Pull every line of the entries that has the word "multiple".

**EXERCISE DATA**
▬▬▬▬▬▬▬▬▬▬
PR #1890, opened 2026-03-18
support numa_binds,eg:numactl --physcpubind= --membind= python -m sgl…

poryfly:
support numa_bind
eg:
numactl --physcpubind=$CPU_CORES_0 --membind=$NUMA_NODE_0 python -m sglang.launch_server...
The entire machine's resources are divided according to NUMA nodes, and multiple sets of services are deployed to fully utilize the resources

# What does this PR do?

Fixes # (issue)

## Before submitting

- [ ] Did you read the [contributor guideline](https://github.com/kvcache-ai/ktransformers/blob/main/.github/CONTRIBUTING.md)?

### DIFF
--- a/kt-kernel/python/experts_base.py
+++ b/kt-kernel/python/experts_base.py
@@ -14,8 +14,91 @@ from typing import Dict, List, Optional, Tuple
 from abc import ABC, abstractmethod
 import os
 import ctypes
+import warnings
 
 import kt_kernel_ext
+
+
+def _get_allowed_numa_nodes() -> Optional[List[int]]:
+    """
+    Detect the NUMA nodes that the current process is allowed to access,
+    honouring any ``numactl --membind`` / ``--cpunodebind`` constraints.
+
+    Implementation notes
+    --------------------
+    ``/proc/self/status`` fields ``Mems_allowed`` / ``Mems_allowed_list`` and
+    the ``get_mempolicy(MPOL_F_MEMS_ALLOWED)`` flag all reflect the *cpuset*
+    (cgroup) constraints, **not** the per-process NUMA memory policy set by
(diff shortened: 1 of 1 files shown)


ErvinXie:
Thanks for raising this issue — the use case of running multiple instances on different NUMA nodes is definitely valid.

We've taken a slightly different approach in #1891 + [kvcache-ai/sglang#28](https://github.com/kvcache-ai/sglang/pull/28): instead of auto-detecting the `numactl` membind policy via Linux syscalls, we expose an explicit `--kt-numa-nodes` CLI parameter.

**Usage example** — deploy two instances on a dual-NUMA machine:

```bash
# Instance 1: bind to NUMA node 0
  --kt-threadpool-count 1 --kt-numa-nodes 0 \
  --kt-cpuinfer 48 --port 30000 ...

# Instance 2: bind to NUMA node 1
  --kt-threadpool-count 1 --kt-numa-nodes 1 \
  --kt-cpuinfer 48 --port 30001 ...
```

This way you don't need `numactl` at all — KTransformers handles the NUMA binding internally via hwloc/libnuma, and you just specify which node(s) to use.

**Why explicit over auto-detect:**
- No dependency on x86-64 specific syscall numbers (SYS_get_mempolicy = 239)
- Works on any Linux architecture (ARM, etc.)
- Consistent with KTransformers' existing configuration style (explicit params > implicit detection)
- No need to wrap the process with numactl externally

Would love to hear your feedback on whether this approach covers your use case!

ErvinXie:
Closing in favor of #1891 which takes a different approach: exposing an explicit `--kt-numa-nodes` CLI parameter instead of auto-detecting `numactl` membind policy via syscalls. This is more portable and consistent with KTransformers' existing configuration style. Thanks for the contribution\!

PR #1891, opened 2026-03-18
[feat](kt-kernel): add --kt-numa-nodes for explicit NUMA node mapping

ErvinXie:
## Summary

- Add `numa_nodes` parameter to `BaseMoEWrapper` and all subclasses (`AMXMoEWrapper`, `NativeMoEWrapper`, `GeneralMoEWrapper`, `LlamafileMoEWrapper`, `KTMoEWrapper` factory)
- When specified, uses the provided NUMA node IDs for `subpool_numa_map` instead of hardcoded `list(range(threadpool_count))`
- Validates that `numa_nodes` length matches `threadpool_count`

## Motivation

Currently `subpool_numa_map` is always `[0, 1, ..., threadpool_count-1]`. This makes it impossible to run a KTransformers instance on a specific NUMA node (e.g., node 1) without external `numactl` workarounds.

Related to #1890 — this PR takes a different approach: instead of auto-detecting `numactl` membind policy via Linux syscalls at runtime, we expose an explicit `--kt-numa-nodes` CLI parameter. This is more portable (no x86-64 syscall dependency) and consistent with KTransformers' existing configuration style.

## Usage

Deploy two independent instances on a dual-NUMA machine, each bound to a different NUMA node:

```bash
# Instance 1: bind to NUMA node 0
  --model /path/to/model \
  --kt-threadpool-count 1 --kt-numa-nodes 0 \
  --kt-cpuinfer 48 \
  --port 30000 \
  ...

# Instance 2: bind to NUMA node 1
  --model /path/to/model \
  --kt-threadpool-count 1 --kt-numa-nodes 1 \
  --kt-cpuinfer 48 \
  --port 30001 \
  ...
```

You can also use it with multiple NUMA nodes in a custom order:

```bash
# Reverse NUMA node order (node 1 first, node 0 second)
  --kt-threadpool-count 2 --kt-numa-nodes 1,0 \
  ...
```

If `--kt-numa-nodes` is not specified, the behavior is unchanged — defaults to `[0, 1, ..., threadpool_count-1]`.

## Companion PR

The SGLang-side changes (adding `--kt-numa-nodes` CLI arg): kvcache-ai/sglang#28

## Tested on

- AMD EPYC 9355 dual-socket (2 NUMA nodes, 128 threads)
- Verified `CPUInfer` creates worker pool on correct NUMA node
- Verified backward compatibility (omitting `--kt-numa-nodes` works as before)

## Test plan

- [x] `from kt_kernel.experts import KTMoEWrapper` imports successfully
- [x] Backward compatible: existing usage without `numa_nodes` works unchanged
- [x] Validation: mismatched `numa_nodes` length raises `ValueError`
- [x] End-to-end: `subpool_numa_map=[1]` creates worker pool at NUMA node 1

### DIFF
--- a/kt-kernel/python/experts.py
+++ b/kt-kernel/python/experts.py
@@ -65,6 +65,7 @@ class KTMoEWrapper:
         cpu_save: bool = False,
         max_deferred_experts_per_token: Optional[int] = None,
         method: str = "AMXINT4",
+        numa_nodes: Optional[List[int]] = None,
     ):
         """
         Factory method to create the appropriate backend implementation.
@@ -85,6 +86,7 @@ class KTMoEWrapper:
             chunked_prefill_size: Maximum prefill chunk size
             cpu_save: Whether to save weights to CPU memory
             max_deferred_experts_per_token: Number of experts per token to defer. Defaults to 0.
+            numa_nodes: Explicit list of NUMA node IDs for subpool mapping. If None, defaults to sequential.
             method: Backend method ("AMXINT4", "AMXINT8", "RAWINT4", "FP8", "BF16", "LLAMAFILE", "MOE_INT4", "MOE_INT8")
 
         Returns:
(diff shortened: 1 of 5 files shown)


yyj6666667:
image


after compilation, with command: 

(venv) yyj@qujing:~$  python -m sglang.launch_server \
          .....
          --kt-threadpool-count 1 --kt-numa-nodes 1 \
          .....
▬▬▬▬▬▬▬▬▬▬
**TASK RESPONSE**
The entire machine's resources are divided according to NUMA nodes, and multiple sets of services are deployed to fully utilize the resources
Thanks for raising this issue — the use case of running multiple instances on different NUMA nodes is definitely valid.
You can also use it with multiple NUMA nodes in a custom order:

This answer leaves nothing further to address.